How recently was this working? If you revert to your previous setup are you able to scrape successfully?

Since I posted this PR it looks like SW is blocking requests (from a proxy or my local connection). It looks like they've updated their bot detection system, and it's gotten much much better.

razzamatazm commented 5 years ago

@iloveitaly It had been working prior to when their bot detection was first implemented. That being said, I was able to move past the error I was receiving in my first post by including "http://" in the proxy var. That being said, now the app is having trouble scraping the price. I was initially searching an international flight booked with points, so to test I tried a US flight booked with cash and it's still having issues.

samyun commented 5 years ago

I'm seeing the same thing - looks like an Akamai block.

razzamatazm commented 5 years ago

@samyun and @iloveitaly - I setup a proxy server at my homelab and still run into the issues - no problems accessing the southwest site through a browser. Not sure if it's Akamai in this case.

razzamatazm commented 5 years ago

https://github.com/pyro2927/SouthwestCheckin/ <-- This is working as of now. I wonder if we can pull some of the techniques used. It uses the mobile api.

iloveitaly commented 5 years ago

@razzamatazm ah, interesting! I didn't realize there was a mobile API. Looks like the flight cost endpoint hasn't been figured out yet. Any ideas on how to hit it?

@samyun I'm pretty sure it's not a Akamai block. Here's why:

  1. curl https://www.southwest.com/air/booking/select.html There's some analytics code, some obfucated code, and then a snippet that hits a unique token on the root SW domain when the page has loaded and then reloads the page. swa-common is loaded on this page as well, but I'm not sure if it's a duplicate of the inline JS or not (my hunch is it is).
  2. If you run the obfuscated code through jsnice.org you'll see they are doing some really fancy obfuscation. Find the var assigned to Object.create(null), find where it's actively used and add a debugger call next to it. You'll need to do some fiddling to find the right place. You can pull the code into a standalone HTML file to fiddle with it locally.
  3. If you do that, you'll see a list of the properties that are being checked. This is helpful, but it's hard to figure out exactly what is being checked and how. I think what happens is they are checked, serialized into some sort of string, and then added as a header which is then send to the southwest.com/TOKEN URL specified in the initial page load. Fancy stuff!

I went ahead and did this one last time and realized the flags I had to disable the WebGL/GPU stuff was causing the issue. This is now working again!

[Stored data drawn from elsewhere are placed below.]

PR #22, opened 2020-07-24
Allow splitting Serial into Reader and Writer

lights0123:
I'm doing some fun stuff with `async`/`await` and came across the need to have one task reading separately from writing without blocking the other.

### DIFF
--- a/avr-hal-generic/src/serial.rs
+++ b/avr-hal-generic/src/serial.rs
@@ -89,6 +89,32 @@ macro_rules! impl_usart {
                     _clock: ::core::marker::PhantomData,
                 }
             }
+		}
+
+		$crate::paste::item! {
+	        impl<CLOCK, RX_MODE> $Usart<CLOCK, RX_MODE>
+	        where
+	            CLOCK: $crate::clock::Clock,
+	            RX_MODE: $crate::port::mode::InputMode,
+	        {
+	            /// Helper method for splitting this read/write object into two halves.
+	            ///
+	            /// The two halves returned implement the `Read` and `Write` traits, respectively.
+	            pub fn split(self) -> ([<Read $Usart>]<CLOCK, RX_MODE>, [<Write $Usart>]<CLOCK>) {
+	                (
+	                    [<Read $Usart>] {
+	                        p: unsafe { ::core::ptr::read(&self.p) },
+	                        rx: self.rx,
+	                        _clock: self._clock,
+	                    },
+	                    [<Write $Usart>] {
+	                        p: self.p,
+	                        tx: self.tx,
+	                        _clock: self._clock,
+	                    }
+	                )
+	            }
+	        }
         }
 
         impl<CLOCK, RX_MODE> $crate::hal::serial::Write<u8> for $Usart<CLOCK, RX_MODE>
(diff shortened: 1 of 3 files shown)


avr-hal-generic/src/serial.rs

iloveitaly commented 5 years ago

Hmm, now it's not working for me. No idea why. Can you guys try HEAD and see if it works for you?

razzamatazm commented 5 years ago

I'm getting build errors on Heroku

info fsevents@1.2.9: The platform "linux" is incompatible with this module.

   info "fsevents@1.2.9" is an optional dependency and failed

compatibility check. Excluding it from installation.

   error fsevents@2.0.7: The platform "linux" is incompatible with

this module.

   error Found incompatible module.

   info Visit https://yarnpkg.com/en/docs/cli/install for

documentation about this command.

-----> Build failed

          We're sorry this build is failing! You can troubleshoot

common issues here:

   https://devcenter.heroku.com/articles/troubleshooting-node-deploys

          Some possible problems:

          - Dangerous semver range (>) in engines.node

     https://devcenter.heroku.com/articles/nodejs-support#specifying-a-node-js-version

          Love,

   Heroku

    !     Push rejected, failed to compile Node.js app.

! Push failed

On Thu, Jun 13, 2019 at 8:53 AM Michael Bianco notifications@github.com wrote:

Hmm, now it's not working for me. No idea why. Can you guys try HEAD and see if it works for you?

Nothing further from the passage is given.